Advocates from both sides of the issue on whether the US Digital Millennium Copyright Act (DMCA) tramples consumer rights have predicted that a bill protecting so-called "fair use" rights will be heard at the US Congress.

With the support of senator Joe Barton, named chairman of the House Energy and Commerce Committee in February, the 18-month-old Digital Media Consumers' Rights Act should eventually pass through congress, predicted Michael Petricone, vice-president for technology policy at the Consumer Electronics Association trade group.

Petricone and three others advocates on both sides of the issue debated the anticircumvention provisions of the DMCA in front of congressional staff at a Congressional Internet Caucus event. The DMCA outlawed most attempts to circumvent copy protection on digital content, as well as devices primarily used to infringe copyright.

Opponents of the DMCA's anticircumvention provisions, including Barton and Digital Media Consumers' Rights Act sponsor Rich Boucher argued the DMCA went too far in making it illegal for consumers to break copy protections in an attempt to exercise their legal fair use rights, such as making backup copies of DVDs or excerpting a DVD or CD in a school report.
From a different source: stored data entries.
PR #303, opened 2018-06-25
Update with 1.2.0 release notes

utzig:
DO NOT MERGE

### DIFF
--- a/docs/release-notes.md
+++ b/docs/release-notes.md
@@ -3,6 +3,38 @@
 - Table of Contents
 {:toc}
 
+## Version 1.2.0
+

"I think there is a growing consensus the DMCA went too far," Petricone said. "We are quite confident [Boucher's bill] will pass. It may be now, it may be later."

With Barton's support, the Boucher bill could find some traction in congress, added David Green, vice-president and counsel for the Motion Picture Association of America, which opposes the proposed change to the DMCA. Green said he hoped debates such as this one will convince lawmakers that the Boucher bill is unnecessary.

Boucher's bill would "put a hole in the ship", by allowing the creation of devices or technologies that have significant copyright-infringing uses. The explosion of digital content available in the last six years is due to the protections of the DMCA, he said.

But Petricone and Fred von Lohmann, senior intellectual property lawyer for the Electronic Frontier Foundation, argued that the DMCA turned copyright law on its head by outlawing most technologies that can have other uses in addition to violating copyright, instead of allowing those technologies, as older copyright law did.

While the DMCA has done little to stop large-scale copyright thieves, it has kept consumers from making personal copies of DVDs or CDs, halted some cybersecurity research and discouraged consumer electronics suppliers from introducing new products, von Lohmann said.

"Federal laws should strive to not do more harm than good," von Lohmann added. "[The DMCA] hasn't stopped the pirates - in fact, it hasn't even slowed the pirates down."

But Green and Jonathan Zuck, president of the Association for Competitive Technology, noted that the DMCA allows exemptions for activities such as research, and the US Copyright Office has the power to review the DMCA every three years and make exemptions to the anticircumvention provisions.

The DMCA creates a strong framework for protecting digital copyrights, Zuck said. Boucher's bill "statutorily creates an excuse for infringement"..

Petricone disagreed, saying the DMCA has discouraged consumer electronics suppliers from introducing new products for fear of getting sued.